= Angélique Cénas =

French actor and opera singer

Angélique Cénas, stage name Mademoiselle Cénas (c. 1757–fl. 1790), was a French stage actress and opera singer.

She was born to the French actress Barbe Marguerite Henry and the French silk merchant Jean-Baptiste Coudurier. In 1770, she took the name of her stepfather, the balett dancer Gaspard Cénas. In 1781, she married the French opera singer Pierre-Henri de Moulinneuf ('Montroze').

She was born in Stockholm in Sweden, were her mother and stepfather was engaged at the Swedish royal court theatre.

She made her debut as a child at the Du Londel Troupe, where she was engaged until 1771. She left Sweden with her family when the French theater were dissolved by king Gustav III of Sweden.

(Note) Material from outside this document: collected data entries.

PR #1679, opened 2020-02-17
Configure chaining for Python checkers

fmdkdd:
Rebase of #1486.

I've also changed the chaining to use `warning` level instead of `error`, as I think it is what was intended in the PR.


cpitclaudel:
Works for me! I think we're waiting for @apiology 's CLA, though the amount of code is small enough that we don't necessarily need it.

fmdkdd:
Thanks for the review.

PR #1681, opened 2020-02-24
Add flycheck-position-to-line-column function

eyalsoha:
`flycheck-position-to-line-column` is the inverse of `flycheck-line-column-to-position`

### DIFF
--- a/flycheck.el
+++ b/flycheck.el
@@ -1508,6 +1508,16 @@ FILE-NAME is nil, return `default-directory'."
     (forward-line (- line 1))
     (min (+ (point) (1- column)) (line-end-position))))
 
+(defun flycheck-position-to-line-column (pos)
+  "Return the line and column of the position POS.
+
+The first line is 1 and the first column is 1."
+  (save-excursion
+    (goto-char pos)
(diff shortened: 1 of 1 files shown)


eyalsoha:
Can someone direct me how to write a unit test for this?

cpitclaudel:
I think the right place to add a test would be in the `test/specs/` folder; but based on our latest conversations I think the best way to go would be to add not just this function, but a constructor for flycheck-error that calls it, too.  I've tried something like that over the week-end; see https://github.com/flycheck/flycheck/tree/cpitclaudel_error_ranges

eyal0:
> I think the right place to add a test would be in the `test/specs/` folder; but based on our latest conversations I think the best way to go would be to add not just this function, but a constructor for flycheck-error that calls it, too. I've tried something like that over the week-end; see https://github.com/flycheck/flycheck/tree/cpitclaudel_error_ranges

Yes this is perfect for me!  I hope that you will have a pull request for this change soon and I will use it!

cpitclaudel:
PR at #1684

PR #1684, opened 2020-02-25
Further work on error ranges

cpitclaudel:
These are client-facing APIs based on the recent range changes:

- dbd63a16 Allow error patterns to mention end-line and end-column
    I don't know how many checkers do that, and I suspect they often do it in compressed form (e.g. `1:5-7` to mean line 1, columns 5 through 7.), so the code assumes `end-line` = `line` if `end-column` is set. cc @kaz-yos

- e4a7446e Add a separate error constructor for checkers that return end positions
    Right now this just converts the position to a line and a column and stores that, but in the future we'll hopefully implement something more efficient.  I think multiple community-maintained checkers already have conversions from offsets to line/columns, so at the very least this should make their lives a bit easier (cc @eyal0)

- dc88bc76 Ensure that maint/flycheck-format works on Emacs master
    This is Emacs bug https://debbugs.gnu.org/cgi/bugreport.cgi?bug=39761

- 1666244f Update flycheck-error-format-position to print end lines and columns
    This is required by the test suite to check end positions.  Btw, I'd like to find a more sustainable way to maintain the test suite in the future.  Ideally, refreshing expected outputs should be straightforward.

- 1c959696 Parse end positions in coq, nix, jsonnet, phpmd, proselint, rust, tslint
    This updates various checkers (I went through all the ones that are packaged with Flycheck) to parse end-lines.  For phpmd though I didn't end up including the end-line though, because it returns giant error spans (over 10 lines).

### DIFF
--- a/CHANGES.rst
+++ b/CHANGES.rst
@@ -69,6 +69,8 @@
   - Add an error explainer for the ``nix-linter`` checker. [GH-1586]
   - Checkers can now specify the exact region covered by an error, using
     the :end-line and :end-column properties. [GH-1400]
+  - Error patterns can now mention ``end-line`` and ``end-column`` in addition
+    to ``line`` and ``column``.
 
 - Improvements
 
--- a/CHANGES.rst
+++ b/CHANGES.rst
@@ -68,7 +68,7 @@
     from other files. [GH-1579]
   - Add an error explainer for the ``nix-linter`` checker. [GH-1586]
   - Checkers can now specify the exact region covered by an error, using
-    the :end-line and :end-column properties. [GH-1400]
+    the ``:end-line`` and ``:end-column`` properties. [GH-1400]
   - Error patterns can now mention ``end-line`` and ``end-column`` in addition
     to ``line`` and ``column``.
 
@@ -91,6 +91,9 @@
     to make it easier to change between Python 2 and Python 3 [GH-1113]
   - ``haskell-stack-ghc`` will not try to install GHC thereby freezing Emacs
     [GH-1443]
+  - Checkers that report error positions as a single offset from the start of
+    the file can use the new ``flycheck-error-new-at-pos`` constructor instead
+    of converting that position to a line and a column.
 
 31 (Oct 07, 2017)
 =================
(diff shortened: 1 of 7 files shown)


kaz-yos:
>     * [dbd63a1](https://github.com/flycheck/flycheck/commit/dbd63a1644021cd6929947b822074d72ba343124) Allow error patterns to mention end-line and end-column
>       I don't know how many checkers do that, and I suspect they often do it in compressed form (e.g. `1:5-7` to mean line 1, columns 5 through 7.), so the code assumes `end-line` = `line` if `end-column` is set. cc @kaz-yos

Thank you for the update! The `stanc3` compiler/checker does the `end-line` omission like the following. Your assumption should hold for the cases that `stanc3` gives us.

https://github.com/stan-dev/stan-mode/blob/master/flycheck-stan/examples/example_error_misspelled_type.stanc3out.txt
```
Syntax error in 'examples/example_error_misspelled_type.stan', line 8, column 11 to column 12, parsing error:
   -------------------------------------------------
     6:    vector<lower=0>[J] sigma;
     7:  }
     8:  parameters {
                     ^
     9:    rear mu;
    10:    real<lower=0> tau;
   -------------------------------------------------
Expected top-level variable declaration or "}".
```

cpitclaudel:
@kaz-yos Perfect, thanks for checking that.

fmdkdd:
Man, you're on fire today ;)  Keep it up!

>  Btw, I'd like to find a more sustainable way to maintain the test suite in the future. Ideally, refreshing expected outputs should be straightforward.

Yes, we should have an option to `make integ` that just replaces the expected output with the actual output.

kaz-yos:
I'm not sure if it's possible to submit a commit-specific review or approval, but I reviewed changes in commit dbd63a1 (add group 6 for end-line and group 7 for end-column). It looks good to me.

cpitclaudel:
@flycheck/contributors I'd love to merge this soon, to give it some testing before the release

cpitclaudel:
> I wasn't sure how to review the tests. I guess the only changes are addition of end positions.

That's right :) Given that these pass, I don't think there's too much to double-check there.  Thanks a lot for the review!

cpitclaudel:
Merging this, since I'd like to give this broad testing before the next release.

PR #1685, opened 2020-02-25
Add support for eqc to flycheck-erlang-rebar3-profile

cpitclaudel:
This is a refresh of #1576 ;  @raghavkarol can you have a look? If it looks good to you I'll take care of merging, since @fmdkdd had already reviewed most of this.


cpitclaudel:
Going ahead with this PR since it was just a refresh of an already-reviewed one.

PR #1516, opened 2018-11-16
 Take into account ruleSeverity for TSLint errors

gexplorer:
All rules from TSLint where generating warnings in flycheck. I added the *ruleSeverity* parsing to *level* so TSLint errors generate flycheck errors instead of warnings

PR #1686, opened 2020-02-25
Take ruleSeverity into account for TSLint errors

cpitclaudel:
Rebase and cleanup of #1516 (cc @gexplorer)


cpitclaudel:
Going ahead with since one since it was just a refresh of an existing PR

PR #1712, opened 2020-03-25
Clean up config-file and option var declarations

cpitclaudel:
Instead of having the `:safe` property on all config file we can just put it once and for all in `def-config-file-var`; and it should allow `nil`.

### DIFF
--- a/flycheck.el
+++ b/flycheck.el
@@ -1190,6 +1190,10 @@ to a number and return it.  Otherwise return nil."
     (when (and (stringp string) (string-match-p number-re string))
       (string-to-number string))))
 
+(defun flycheck-string-or-nil-p (obj)
+  "Determine if OBJ is a string or nil."
+  (or (null obj) (stringp obj)))
+
 (defun flycheck-string-list-p (obj)
   "Determine if OBJ is a list of strings."
   (and (listp obj) (seq-every-p #'stringp obj)))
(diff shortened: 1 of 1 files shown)


flycheck.el
```diff
@@ -6912,7 +6917,7 @@ information about the standard library."
   :type '(choice (const "libc++")
                  (const :tag "GNU libstdc++" "libstdc++")
                  (string :tag "Library name"))
-  :safe #'stringp
+  :safe #'flycheck-string-or-nil-p
```
fmdkdd: The choice list should contain nil.

flycheck.el
```diff
@@ -8374,8 +8375,8 @@ Each item is a string with a tag to be given to `go build'."
 Should be a string representing a version, like 1.6 or 1.11.4.
 See `https://staticcheck.io/docs/#targeting-go-versions' for
 details."
-  :type 'string
-  :safe #'stringp
+  :type '(choice (const :tag "Unspecified" nil)
+                 (string :tag "Version"))
```
fmdkdd: Missing a `-string-or-nil-p`?

cpitclaudel: :eagle: :eye:

flycheck.el
cpitclaudel: Good point, fixed.

PR #1668, opened 2020-01-17
Add file extension support for PHP Codesniffer

Sasanidas:
PHP Codesniffer extension support, take the file extension as suggested @cpitclaudel
Thanks!

PR #1715, opened 2020-03-26
Add php-phpcs extension support with conditional.

Sasanidas:
Im sorry for the delay @cpitclaudel , here it is the conditional phpcs extension,
(old pull request  https://github.com/flycheck/flycheck/pull/1668)

### DIFF
--- a/flycheck.el
+++ b/flycheck.el
@@ -9350,6 +9350,13 @@ See URL `http://pear.php.net/package/PHP_CodeSniffer/'."
             ;; been configured with show_progress enabled
             "-q"
             (option "--standard=" flycheck-phpcs-standard concat)
+            ;; Some files are not detected correctly
+            ;; so it is necessary to pass the extension.
+            (eval
+             (-when-let* ((fname buffer-file-name)
+                          (ext (file-name-extension fname)))
+               (concat "--extensions=" ext)))
+
             ;; Pass original file name to phpcs.  We need to concat explicitly
             ;; here, because phpcs really insists to get option and argument as
             ;; a single command line argument :|


flycheck.el
```diff
@@ -9350,6 +9350,11 @@ See URL `http://pear.php.net/package/PHP_CodeSniffer/'."
             ;; been configured with show_progress enabled
             "-q"
             (option "--standard=" flycheck-phpcs-standard concat)
+            ;; Some files are not detected correctly
+            ;; so it is necessary to pass the extension.
+            (eval
+             (when (file-name-extension (buffer-file-name))
```
cpitclaudel: You need to condition on buffer-file-name as well, since it may be nil.

Something like 

```
(-when-let ((fname buffer-file-name)
            (ext (file-name-extension buffer-file-name))) 
  …)
```

Sasanidas: Umm, what do you think about using (when (buffer-file-name).. like the below option?

cpitclaudel: Sure, that's what the change I suggested does.

flycheck.el
```diff
@@ -9353,7 +9353,7 @@ See URL `http://pear.php.net/package/PHP_CodeSniffer/'."
             ;; Some files are not detected correctly
             ;; so it is necessary to pass the extension.
             (eval
-             (when (file-name-extension (buffer-file-name))
+             (when (buffer-file-name)
                (concat "--extensions=" (file-name-extension (buffer-file-name)))))
```
cpitclaudel: You *also* need the extension, since the buffer might not have when; that's why I suggested `-when-let*`

flycheck.el
```diff
@@ -9353,8 +9353,9 @@ See URL `http://pear.php.net/package/PHP_CodeSniffer/'."
             ;; Some files are not detected correctly
             ;; so it is necessary to pass the extension.
             (eval
-             (when (buffer-file-name)
-               (concat "--extensions=" (file-name-extension (buffer-file-name)))))
+             (-when-let (ext (file-name-extension buffer-file-name))
+               (concat "--extensions=" (file-name-extension buffer-file-name))))
```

Angélique Cénas performed heroine parts in both comedy and tragedy, and was also an opera singer. She toured with her mother and sister in The Netherlands, the Austrian Netherlands and France with success. She was engaged as first premier opera primadonna and soubrette at the Théâtre de la Monnaie of Brussels between 1779 and 1783. She performed at both Théâtre-Italien and Comédie-Française in Paris in 1783, and was engaged at the French theatre in Amsterdam between 1784 and 1787. She was engaged at Liège in 1788-1790.